Good morning COG members and chat line subscribers, a reminder that the October normal COG meeting will be held tomorrow evening Wednesday 11 October at our usual Canberra Girls Grammar School venue from 7:30 pm. Details are below.
Everyone is welcome so please come along to listen to two very different presentations. You will learn about an important environmental organisation of which I expect very few of us are aware. Also attendees should be very keen to hear
about the social lives of Sulphur-crested Cockatoos in Sydney (you may have seen them on Ann Jones TV program) and Canberra, including why we have been seeing colour-marked birds locally.
There will be the usual raffle and you will also be able to enjoy a cup of tea or coffee after the meeting.
Jack Holland
The October meeting will be a normal face-to-face one held at our usual venue. Attendees should heed social distancing and good hygiene practice etc, and use their common sense and stay home if they have
COVID symptoms. Mask wearing is recommended.
Lori Gould -
River Restoration and Management – Rivers of Carbon
Julia Penndorf -
Cockatooing around – the social lives of Sulphur-crested Cockatoos in our cities
The first speaker will be
Lori Gould, Program Manager at the ARRC, on “River Restoration and Management – Rivers of Carbon”.
Our rivers are facing many issues that cause degradation of biodiversity and water quality, which affects everyone. Issues include erosion, weed invasion, unfettered livestock access, loss of biodiversity
– in particular, important riparian vegetation, and barriers to fish movement. There are solutions though. One example of a program that addresses these issues is the Rivers of Carbon (RoC) project. This is on the on-ground program of the Australian River
Restoration Centre (ARRC) and operates in an area covering Cooma to Sydney, Yass, Crookwell, and Boorowa.

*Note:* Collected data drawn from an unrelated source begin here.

PR #1845, opened 2026-08-24
feat(agent-bff): proxy the ai query on post /agent/v1/ai/query

Tonours:
fixes PRD-1033

## What

`POST /agent/v1/ai/query` relays the body unchanged to `/api/ai-proxy/ai-query`, authenticated with the OAuth session the BFF already holds. Second half of PRD-944; `GET /agent/v1/context` shipped in #1838.

## Why

After the OAuth switch the Zendesk app has no SaaS token left — it sends its `bff_access` to `api.forestadmin.com`, which rejects a JWT it never issued. The provider keys live on the SaaS, so this one route is a relay rather than a contract.

## How

- Outgoing headers are a **closed allow-list** built server-side: `Authorization` (session `saasAccessToken` via `ensureFreshServerAccess`), `Content-Type`, `forest-environment-id`, `forest-rendering-id`. Nothing incoming is copied — the SaaS prefers a session cookie over the Bearer (`make-fetch-token.ts:26-30`), and `x-mcp-oauth-tokens` is injected as `Authorization` toward an MCP server.
- Upstream path is fixed. Never a dynamic `:route`.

Since 2012, the RoC team has worked with 161 landholders, planted 112,434 trees, fenced 158 kilometres of waterways and restored 1331 hectares of riparian land in south east NSW. The model helps landholders
protect their water resources, reduce soil loss, improve biodiversity and ecosystem functions (such as natural pest control) and better manage stock in adjacent paddocks by providing shelter and clean water by accessing incentives for fencing, stock water,
stock crossings, small-scale erosion control, revegetation and woody weeds. The program focuses on working with farmers personally while achieving regenerative agriculture outcomes. This results in clean water, better stock management and importantly, improvement
in biodiversity and habitat for birds and other animals.
The main speaker will be
Julia Penndorf, a postdoctoral fellow at the ANU, on “Cockatooing around – the social lives of Sulphur-crested Cockatoos in our cities.”
Sulphur-crested Cockatoos are large, charismatic, rockers ever present in our urban environments – but how much do we really know about their social lives? The Cognitive Ecology Group at the Research School
of Biology, ANU, focuses on the social and cognitive ecology of urban Sulphur-crested Cockatoos. As part of their research, in 2023 they have temporarily marked over 900 cockatoos across 8 roosts in the inner North of Canberra, combining these observational
approaches with active GPS tracking of over 100 individuals. Julia has been studying their social associations and wider movements and will present some of her findings from both her past research on Sulphur-crested Cockatoos in Sydney, as well as preliminary
findings about the social landscape of these birds in Canberra.